▸ **Instructions for the task**:
Each line holding the word "below" must appear in the answer, copied from the entries.

BEGIN

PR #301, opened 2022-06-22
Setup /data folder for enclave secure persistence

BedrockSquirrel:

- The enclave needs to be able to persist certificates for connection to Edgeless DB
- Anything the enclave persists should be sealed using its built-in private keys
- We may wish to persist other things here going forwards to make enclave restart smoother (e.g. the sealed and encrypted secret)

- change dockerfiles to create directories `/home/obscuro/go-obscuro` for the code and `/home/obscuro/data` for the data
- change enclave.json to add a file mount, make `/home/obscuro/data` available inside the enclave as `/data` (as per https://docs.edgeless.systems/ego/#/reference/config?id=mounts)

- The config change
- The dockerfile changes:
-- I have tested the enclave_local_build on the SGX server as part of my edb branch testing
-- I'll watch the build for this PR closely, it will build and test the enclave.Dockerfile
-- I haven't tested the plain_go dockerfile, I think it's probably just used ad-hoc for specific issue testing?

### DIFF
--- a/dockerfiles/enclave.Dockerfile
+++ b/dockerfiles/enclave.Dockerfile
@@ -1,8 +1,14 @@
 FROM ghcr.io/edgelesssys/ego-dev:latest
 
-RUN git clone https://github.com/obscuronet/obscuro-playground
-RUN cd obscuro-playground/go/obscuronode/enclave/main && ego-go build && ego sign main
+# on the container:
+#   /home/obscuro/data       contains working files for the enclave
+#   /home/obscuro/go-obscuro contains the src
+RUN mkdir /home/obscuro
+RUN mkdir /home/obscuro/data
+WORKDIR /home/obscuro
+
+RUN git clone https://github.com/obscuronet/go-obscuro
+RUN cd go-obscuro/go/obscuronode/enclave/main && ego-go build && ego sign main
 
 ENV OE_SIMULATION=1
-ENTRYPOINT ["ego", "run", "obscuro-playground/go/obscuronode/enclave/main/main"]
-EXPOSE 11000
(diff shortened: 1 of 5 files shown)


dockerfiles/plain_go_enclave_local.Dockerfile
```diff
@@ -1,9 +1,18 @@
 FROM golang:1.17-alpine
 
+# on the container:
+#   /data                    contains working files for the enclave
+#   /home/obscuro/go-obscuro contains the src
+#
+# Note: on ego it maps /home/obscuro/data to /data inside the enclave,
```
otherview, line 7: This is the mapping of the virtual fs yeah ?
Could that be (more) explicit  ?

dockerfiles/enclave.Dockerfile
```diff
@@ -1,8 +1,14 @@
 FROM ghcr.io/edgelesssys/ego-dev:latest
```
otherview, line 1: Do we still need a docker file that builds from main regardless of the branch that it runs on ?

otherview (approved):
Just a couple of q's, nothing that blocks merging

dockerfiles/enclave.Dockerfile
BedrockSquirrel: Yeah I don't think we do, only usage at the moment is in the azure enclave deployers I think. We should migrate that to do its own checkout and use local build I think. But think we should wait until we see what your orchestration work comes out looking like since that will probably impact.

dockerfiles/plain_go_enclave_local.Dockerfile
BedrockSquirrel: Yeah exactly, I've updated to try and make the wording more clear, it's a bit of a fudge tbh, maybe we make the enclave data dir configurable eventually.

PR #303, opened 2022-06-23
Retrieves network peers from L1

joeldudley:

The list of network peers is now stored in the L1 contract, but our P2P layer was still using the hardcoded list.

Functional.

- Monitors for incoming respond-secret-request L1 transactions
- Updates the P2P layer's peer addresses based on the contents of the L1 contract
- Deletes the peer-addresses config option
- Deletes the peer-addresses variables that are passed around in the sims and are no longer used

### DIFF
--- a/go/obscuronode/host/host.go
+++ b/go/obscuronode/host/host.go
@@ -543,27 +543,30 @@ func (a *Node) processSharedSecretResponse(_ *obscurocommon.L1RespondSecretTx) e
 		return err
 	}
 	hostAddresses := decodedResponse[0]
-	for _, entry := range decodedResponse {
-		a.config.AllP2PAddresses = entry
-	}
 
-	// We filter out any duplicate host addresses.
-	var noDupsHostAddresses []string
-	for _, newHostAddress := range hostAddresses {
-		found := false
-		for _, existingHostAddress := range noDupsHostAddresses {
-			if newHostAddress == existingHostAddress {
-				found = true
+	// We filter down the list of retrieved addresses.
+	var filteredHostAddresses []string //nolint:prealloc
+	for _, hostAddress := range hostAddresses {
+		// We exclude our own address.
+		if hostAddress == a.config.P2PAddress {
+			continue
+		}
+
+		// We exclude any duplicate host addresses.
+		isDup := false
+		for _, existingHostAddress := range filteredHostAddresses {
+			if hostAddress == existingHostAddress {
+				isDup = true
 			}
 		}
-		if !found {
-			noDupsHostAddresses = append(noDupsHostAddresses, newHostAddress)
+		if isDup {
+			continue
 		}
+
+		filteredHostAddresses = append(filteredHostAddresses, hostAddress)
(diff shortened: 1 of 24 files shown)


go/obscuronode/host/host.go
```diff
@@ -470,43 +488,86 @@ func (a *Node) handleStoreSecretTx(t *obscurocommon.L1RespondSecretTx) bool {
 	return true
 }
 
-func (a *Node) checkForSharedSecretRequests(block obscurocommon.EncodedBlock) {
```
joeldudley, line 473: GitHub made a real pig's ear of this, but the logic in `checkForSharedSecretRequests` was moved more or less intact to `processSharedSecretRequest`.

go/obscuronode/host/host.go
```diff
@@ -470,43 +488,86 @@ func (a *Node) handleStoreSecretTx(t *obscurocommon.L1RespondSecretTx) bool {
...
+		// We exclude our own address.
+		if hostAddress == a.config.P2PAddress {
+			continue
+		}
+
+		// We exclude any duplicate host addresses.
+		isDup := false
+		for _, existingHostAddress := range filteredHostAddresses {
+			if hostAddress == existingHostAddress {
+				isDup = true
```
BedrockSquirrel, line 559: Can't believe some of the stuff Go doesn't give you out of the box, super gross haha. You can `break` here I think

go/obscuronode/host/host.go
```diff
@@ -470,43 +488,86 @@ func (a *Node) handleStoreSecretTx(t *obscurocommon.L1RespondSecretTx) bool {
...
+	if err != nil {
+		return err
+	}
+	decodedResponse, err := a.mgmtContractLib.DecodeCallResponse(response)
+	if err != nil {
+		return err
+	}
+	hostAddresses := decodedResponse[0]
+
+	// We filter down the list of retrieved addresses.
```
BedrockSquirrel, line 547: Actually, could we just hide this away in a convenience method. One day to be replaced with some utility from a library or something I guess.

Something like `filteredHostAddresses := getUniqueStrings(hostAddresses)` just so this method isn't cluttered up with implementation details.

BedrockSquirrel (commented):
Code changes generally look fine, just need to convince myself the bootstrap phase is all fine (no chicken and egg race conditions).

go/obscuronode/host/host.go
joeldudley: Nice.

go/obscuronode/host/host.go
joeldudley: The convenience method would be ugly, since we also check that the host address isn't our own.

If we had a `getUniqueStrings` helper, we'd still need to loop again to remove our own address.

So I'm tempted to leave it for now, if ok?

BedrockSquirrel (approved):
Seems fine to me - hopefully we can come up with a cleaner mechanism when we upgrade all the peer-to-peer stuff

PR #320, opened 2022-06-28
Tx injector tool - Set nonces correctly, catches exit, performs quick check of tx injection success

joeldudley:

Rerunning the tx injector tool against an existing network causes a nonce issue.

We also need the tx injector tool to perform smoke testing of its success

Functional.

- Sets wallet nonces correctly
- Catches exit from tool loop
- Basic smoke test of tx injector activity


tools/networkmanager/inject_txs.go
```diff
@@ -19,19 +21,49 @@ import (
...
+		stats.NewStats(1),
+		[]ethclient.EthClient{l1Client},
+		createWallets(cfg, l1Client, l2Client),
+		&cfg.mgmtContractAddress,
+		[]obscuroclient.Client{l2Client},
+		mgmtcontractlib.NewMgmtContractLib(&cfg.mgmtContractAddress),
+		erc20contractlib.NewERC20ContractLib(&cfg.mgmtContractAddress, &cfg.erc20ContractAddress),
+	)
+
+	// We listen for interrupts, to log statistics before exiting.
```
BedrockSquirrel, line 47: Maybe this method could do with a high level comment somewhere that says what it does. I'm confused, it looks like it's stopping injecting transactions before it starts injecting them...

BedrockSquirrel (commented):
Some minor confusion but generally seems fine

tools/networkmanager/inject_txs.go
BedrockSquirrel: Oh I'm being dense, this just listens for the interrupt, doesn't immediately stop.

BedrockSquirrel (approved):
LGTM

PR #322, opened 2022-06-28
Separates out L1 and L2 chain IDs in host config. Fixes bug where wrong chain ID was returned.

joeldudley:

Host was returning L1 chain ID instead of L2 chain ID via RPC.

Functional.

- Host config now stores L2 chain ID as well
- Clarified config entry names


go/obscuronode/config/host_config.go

END
BEGIN

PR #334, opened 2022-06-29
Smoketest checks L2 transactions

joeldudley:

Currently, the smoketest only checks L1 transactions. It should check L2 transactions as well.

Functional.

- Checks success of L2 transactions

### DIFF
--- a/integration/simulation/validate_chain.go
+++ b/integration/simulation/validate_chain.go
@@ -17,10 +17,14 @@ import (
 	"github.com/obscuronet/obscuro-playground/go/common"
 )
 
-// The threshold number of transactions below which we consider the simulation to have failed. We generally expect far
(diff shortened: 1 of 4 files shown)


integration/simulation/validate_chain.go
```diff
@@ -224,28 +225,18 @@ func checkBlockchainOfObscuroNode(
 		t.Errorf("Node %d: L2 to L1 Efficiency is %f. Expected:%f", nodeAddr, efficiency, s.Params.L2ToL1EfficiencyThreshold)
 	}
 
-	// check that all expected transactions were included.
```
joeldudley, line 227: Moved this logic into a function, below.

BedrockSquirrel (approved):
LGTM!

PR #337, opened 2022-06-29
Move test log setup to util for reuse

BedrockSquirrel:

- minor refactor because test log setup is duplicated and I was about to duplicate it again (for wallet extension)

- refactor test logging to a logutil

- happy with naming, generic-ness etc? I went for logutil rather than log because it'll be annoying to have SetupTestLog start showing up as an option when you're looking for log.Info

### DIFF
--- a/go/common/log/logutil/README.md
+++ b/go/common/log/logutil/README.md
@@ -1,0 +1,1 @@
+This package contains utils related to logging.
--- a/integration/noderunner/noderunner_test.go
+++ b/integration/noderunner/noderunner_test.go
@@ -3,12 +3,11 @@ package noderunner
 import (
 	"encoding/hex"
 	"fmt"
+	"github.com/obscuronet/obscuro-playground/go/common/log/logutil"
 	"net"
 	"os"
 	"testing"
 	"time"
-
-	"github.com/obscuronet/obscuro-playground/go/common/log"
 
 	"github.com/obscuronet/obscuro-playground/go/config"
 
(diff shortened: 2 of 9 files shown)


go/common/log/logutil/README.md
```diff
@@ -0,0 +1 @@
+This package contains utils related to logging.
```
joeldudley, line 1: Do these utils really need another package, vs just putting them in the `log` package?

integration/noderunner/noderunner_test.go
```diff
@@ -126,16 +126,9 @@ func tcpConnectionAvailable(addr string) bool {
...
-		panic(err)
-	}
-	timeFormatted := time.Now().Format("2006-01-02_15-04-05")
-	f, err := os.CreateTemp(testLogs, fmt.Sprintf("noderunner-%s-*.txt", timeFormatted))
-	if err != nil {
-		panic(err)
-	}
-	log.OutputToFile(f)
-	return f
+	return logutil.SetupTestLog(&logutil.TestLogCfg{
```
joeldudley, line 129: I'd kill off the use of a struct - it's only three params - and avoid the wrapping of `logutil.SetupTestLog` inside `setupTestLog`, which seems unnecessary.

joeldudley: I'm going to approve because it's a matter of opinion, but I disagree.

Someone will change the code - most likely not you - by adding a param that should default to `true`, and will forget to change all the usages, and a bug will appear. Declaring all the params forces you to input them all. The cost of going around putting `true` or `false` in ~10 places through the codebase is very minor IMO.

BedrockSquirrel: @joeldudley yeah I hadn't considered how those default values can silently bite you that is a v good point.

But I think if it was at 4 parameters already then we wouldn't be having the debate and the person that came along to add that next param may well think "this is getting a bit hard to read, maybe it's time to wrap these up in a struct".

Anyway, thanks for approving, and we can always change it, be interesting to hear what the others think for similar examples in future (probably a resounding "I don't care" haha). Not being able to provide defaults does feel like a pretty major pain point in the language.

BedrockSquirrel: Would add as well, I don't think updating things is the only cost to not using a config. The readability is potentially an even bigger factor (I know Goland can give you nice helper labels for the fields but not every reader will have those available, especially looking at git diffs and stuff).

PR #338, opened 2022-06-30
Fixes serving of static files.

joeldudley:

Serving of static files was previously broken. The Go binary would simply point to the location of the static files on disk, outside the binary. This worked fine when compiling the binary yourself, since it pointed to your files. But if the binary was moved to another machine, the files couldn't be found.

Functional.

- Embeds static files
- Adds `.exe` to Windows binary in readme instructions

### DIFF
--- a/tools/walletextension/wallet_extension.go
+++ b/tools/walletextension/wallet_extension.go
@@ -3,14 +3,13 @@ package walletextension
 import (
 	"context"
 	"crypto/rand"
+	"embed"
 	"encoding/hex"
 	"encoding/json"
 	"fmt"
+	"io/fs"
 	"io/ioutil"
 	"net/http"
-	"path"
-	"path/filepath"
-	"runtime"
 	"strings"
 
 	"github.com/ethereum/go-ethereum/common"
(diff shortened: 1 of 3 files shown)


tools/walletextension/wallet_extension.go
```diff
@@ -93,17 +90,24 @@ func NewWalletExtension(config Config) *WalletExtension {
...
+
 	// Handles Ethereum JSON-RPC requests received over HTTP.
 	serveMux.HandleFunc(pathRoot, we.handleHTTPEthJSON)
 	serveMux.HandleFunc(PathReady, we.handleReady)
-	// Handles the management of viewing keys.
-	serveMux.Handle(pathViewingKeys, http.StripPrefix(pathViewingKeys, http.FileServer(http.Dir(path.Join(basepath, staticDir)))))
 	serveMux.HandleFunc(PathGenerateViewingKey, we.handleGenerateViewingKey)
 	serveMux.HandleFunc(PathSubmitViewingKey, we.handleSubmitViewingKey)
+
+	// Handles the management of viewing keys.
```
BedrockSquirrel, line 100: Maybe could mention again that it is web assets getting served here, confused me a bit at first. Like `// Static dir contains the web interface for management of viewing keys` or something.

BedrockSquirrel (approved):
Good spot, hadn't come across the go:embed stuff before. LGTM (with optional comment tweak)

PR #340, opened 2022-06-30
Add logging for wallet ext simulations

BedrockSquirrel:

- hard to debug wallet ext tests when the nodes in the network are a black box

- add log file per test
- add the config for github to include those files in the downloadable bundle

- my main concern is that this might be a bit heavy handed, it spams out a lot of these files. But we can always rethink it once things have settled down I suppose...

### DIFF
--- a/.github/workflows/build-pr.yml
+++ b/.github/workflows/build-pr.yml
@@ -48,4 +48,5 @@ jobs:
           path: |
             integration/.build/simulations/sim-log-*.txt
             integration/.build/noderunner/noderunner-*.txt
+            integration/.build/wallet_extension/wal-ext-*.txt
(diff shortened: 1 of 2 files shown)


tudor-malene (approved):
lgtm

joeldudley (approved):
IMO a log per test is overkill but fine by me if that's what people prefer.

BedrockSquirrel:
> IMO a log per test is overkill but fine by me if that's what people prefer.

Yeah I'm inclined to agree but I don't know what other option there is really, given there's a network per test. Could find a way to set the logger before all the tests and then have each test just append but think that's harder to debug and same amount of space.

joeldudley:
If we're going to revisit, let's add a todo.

END
BEGIN

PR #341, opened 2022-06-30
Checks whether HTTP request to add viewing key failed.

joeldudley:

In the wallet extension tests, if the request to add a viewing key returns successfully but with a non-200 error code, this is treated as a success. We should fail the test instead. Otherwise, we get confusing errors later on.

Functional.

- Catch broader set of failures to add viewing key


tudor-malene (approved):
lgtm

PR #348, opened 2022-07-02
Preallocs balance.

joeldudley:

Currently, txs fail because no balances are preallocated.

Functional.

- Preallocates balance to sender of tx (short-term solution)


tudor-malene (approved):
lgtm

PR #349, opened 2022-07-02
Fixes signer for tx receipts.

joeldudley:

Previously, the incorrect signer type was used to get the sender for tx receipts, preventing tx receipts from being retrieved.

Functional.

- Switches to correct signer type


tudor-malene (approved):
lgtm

END

▸ **Answer to this exercise**:
-// The threshold number of transactions below which we consider the simulation to have failed. We generally expect far
joeldudley, line 227: Moved this logic into a function, below.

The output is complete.